**STUDY MATERIAL:**
PR #6893, opened 2018-10-15
FDS Source: Fix POINTER inconsistency to be compatible with Intel 19

mcgratta:


mcgratta:
I ran the verification suite to check this. Firebot will test tonight.

PR #6900, opened 2018-10-16
FDS source: add new device for descritised ducts using hvac_mass_transport

bmralph:
Creating first of devices to output cell quantities within descritised ducts when using `HVAC_MASS_TRANSPORT = .TRUE.`.

Only added one device at the minute. To get the go ahead regarding correct set up before I add devices for density, mass fraction.

Some notes:
- I used `CELL_N` for the user input for which cell number was of interest. Considered using `DUCT_CELL_N` but seemed long.
- Moved allocation of duct cell arrays within hvac.f90 as they were needed to initialise devices.
- Added two new arguments to `GET_QUANTITY_INDEX`. Added dummy arguments wherever the subroutine is called.
- I caught all user input errors I could imagine (e.g. missing `DUCT_ID`, `CELL_N` or `CELL_N` outside of the duct).
- Compiled in debug with no errors.
- I haven't alphabetised things yet but will do if/when I know the method is in line with the project.


drjfloyd:
Ben, thanks for adding the outputs. I think we would want to be able to use length along the duct either instead of or in addition to the node index. If we get to having heat transfer into a duct from the domain, then I could see a user with a duct going through multiple rooms just wanting to give the length along the duct.

bmralph:
Jason. Great point. Also makes things easier if the user is changing the
number of cells. Saves them changing the DEVC line. Cheers, I'll make that
change when i add the other output quantities.

PR #6938, opened 2018-11-01
FDS+Evac dump.f90: remove unused variables

tkorhon1:
The "device" activation writes to .smw was moved from dumpf90 to main.f90
yesterday. So, there were now some unused variables in dump.f90.


mcgratta:
Timo -- do not make any more changes to dump.f90 until I am finished overhauling devices. Thanks.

**EXERCISE AIM:** I need each line of the entries that holds the string "descritised" located and copied.

**RESPONSE BOX:**
FDS source: add new device for descritised ducts using hvac_mass_transport
Creating first of devices to output cell quantities within descritised ducts when using `HVAC_MASS_TRANSPORT = .TRUE.`.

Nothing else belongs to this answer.